Data: Two stages and modes of data collection. In the first stage, qualitative work produced a dictionary of actors (coming up with 79 groups, each potentially with multiple names by which they are identified) and a dictionary of place names (not only the official names of municipalities, which are the equivalent of U.S. counties, but also alternative names they are known by and the names of cities and localities linked to them). The main sources for this investigation were U.S. and Mexican government agency reports, reports by experts, and magazines and blogs specializing in tracking organized criminal activity in Mexico.
In the second stage, we searched for combinations of exact terms in Google and Google News (for example “Cartel de Sinaloa” + “Tijuana” for a given five-year period) based on our dictionaries of group and place names, saved the URLs from the search results1 , and extracted the main text from each of 2.9 million unique and valid URLs, from which we will keep only the documents for which the main text still contains the terms of interest (thus eliminating “false positives” in which search hits were based on text in ads, related articles, etc.). The resulting text is mostly from national and local newspapers, but also press releases from various levels of governments and authorities and blog/social media posts.

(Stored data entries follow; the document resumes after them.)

PR #3397, opened 2024-02-01
Improve XCHG operations

pmatos:
Update InstCountCI

### DIFF
--- a/FEXCore/Source/Interface/Core/OpcodeDispatcher.cpp
+++ b/FEXCore/Source/Interface/Core/OpcodeDispatcher.cpp
@@ -1367,14 +1367,17 @@ void OpDispatchBuilder::XCHGOp(OpcodeArgs) {
     // So x86-64 spec mandates this special case that even though it is a 32bit instruction and
     // is supposed to zext the result, it is a true no-op
     if (Op->Flags & FEXCore::X86Tables::DecodeFlags::FLAG_REP_PREFIX) {
-      // If this instruction has a REP prefix then this is architectually defined to be a `PAUSE` instruction.
-      // On older processors this ends up being a true `REP NOP` which is why they stuck this here.
+      // If this instruction has a REP prefix then this is architecturally
+      // defined to be a `PAUSE` instruction. On older processors this ends up
+      // being a true `REP NOP` which is why they stuck this here.
       _Yield();
     }
     return;
   }
 
-  OrderedNode *Src = LoadSource(GPRClass, Op, Op->Src[0], Op->Flags);
+  // AllowUpperGarbage: OK to allow as it will be overwritten by StoreResult.
+  OrderedNode *Src = LoadSource(GPRClass, Op, Op->Src[0], Op->Flags,
+                                {.AllowUpperGarbage = true});
   if (DestIsMem(Op)) {
     HandledLock = Op->Flags & FEXCore::X86Tables::DecodeFlags::FLAG_LOCK;
     OrderedNode *Dest = LoadSource(GPRClass, Op, Op->Dest, Op->Flags, {.LoadData = false});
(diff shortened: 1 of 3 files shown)


pmatos:
Still in draft mode - trying to frustratingly remove the second of the move in 
```
        "mov x20, x5",
        "mov x5, x20",
        "bfxil x5, x7, #0, #8",
        "bfxil x7, x20, #0, #8"
```

Basically, I would have expected DCE pass to remove this but it doesn't. It sounds like something it should do, given that x5 is rewritten straightaway.

alyssarosenzweig:
> Still in draft mode - trying to frustratingly remove the second of the move in
> 
> ```
>         "mov x20, x5",
>         "mov x5, x20",
>         "bfxil x5, x7, #0, #8",
>         "bfxil x7, x20, #0, #8"
> ```
> 
> Basically, I would have expected DCE pass to remove this but it doesn't. It sounds like something it should do, given that x5 is rewritten straightaway.

bfxil does a read-modify-write on its destination, it's a hidden source here. DCE is doing its job, the actual issue is that RA doesn't yet do affinities for bfi/bfxil/etc. This is planned for a future rewrite of RA, the current RA is a :wastebasket: :fire: and I don't want to touch the jenga tower before the big rewrite.

pmatos:
> > Still in draft mode - trying to frustratingly remove the second of the move in
> > ```
> >         "mov x20, x5",
> >         "mov x5, x20",
> >         "bfxil x5, x7, #0, #8",
> >         "bfxil x7, x20, #0, #8"
> > ```
> > 
> > 
> >     
> >       
> >     
> > 
> >       
> >     
> > 
> >     
> >   
> > Basically, I would have expected DCE pass to remove this but it doesn't. It sounds like something it should do, given that x5 is rewritten straightaway.
> 
> bfxil does a read-modify-write on its destination, it's a hidden source here. DCE is doing its job, the actual issue is that RA doesn't yet do affinities for bfi/bfxil/etc. This is planned for a future rewrite of RA, the current RA is a 🗑️ 🔥 and I don't want to touch the jenga tower before the big rewrite.

Oh no... :( I missed the fact that the destination is a hidden source. Not much I can do here atm then, I think. I will leave this for now.

What's the plan regarding the big RA rewrite?

FEXCore/Source/Interface/Core/OpcodeDispatcher.cpp
```diff
@@ -1367,14 +1367,16 @@ void OpDispatchBuilder::XCHGOp(OpcodeArgs) {
...
+      // defined to be a `PAUSE` instruction. On older processors this ends up
+      // being a true `REP NOP` which is why they stuck this here.
       _Yield();
     }
     return;
   }
 
-  OrderedNode *Src = LoadSource(GPRClass, Op, Op->Src[0], Op->Flags);
+  OrderedNode *Src = LoadSource(GPRClass, Op, Op->Src[0], Op->Flags,
+                                {.AllowUpperGarbage = true});
```
alyssarosenzweig, line 1379: Usually I try to justify with a comment or assert why garbage is ok ("it will be masked away by the following And" or whatever)

pmatos: Very good point!

alyssarosenzweig (approved):

FEXCore/Source/Interface/Core/OpcodeDispatcher.cpp
alyssarosenzweig: The correctness of this patch relies on `swpalb` ignoring the upper 24-bits of its source, etc. (Carefully look at the instcountci diff :smile: )

lioncash (approved):

PR #3400, opened 2024-02-02
Revert #3303

Sonicadvance1:
Sadly this breaks running proton applications for no benefit currently.
It's hard to figure out why it breaks, so revert for now and we can bring it back later.

Test case for this is running Sonic Mania and watching the process crash before this revert.


lioncash (approved):
Unfortunate. But yeah, this is quite a lot of code to sift through, so reverting for now definitely seems best to keep things moving.

alyssarosenzweig (approved):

Methods: We will train an algorithm to classify sentences as indicating or not the presence of a certain group in a certain place. We will first deploy BERT (Bidirectional Encoder Representations from Transformers), an open-source unsupervised machine learning technique for natural language processing (NLP) pre-training developed by Google that has been shown to produce language models with a deep sense of language context and has been used for tasks such as question answering and language inference. BERT, which can be used for multiple languages, will thus “learn” from the Spanish-language text corpus we have produced and will, we expect, be able to then classify text chunks more accurately than simpler techniques have been able to.2 This stage will require the team to hand-code training and validation subsets. We expect to hand-code at least 10,000 sentences.
Challenges: There was no existing universal list of actors to follow, but rather snapshots of data from dozens of sources that produced an initial list of over 300 group or faction names. Sorting through conflicting information and identifying evolving names and affiliations of groups required time-consuming archival work and triangulation of multiple open sources.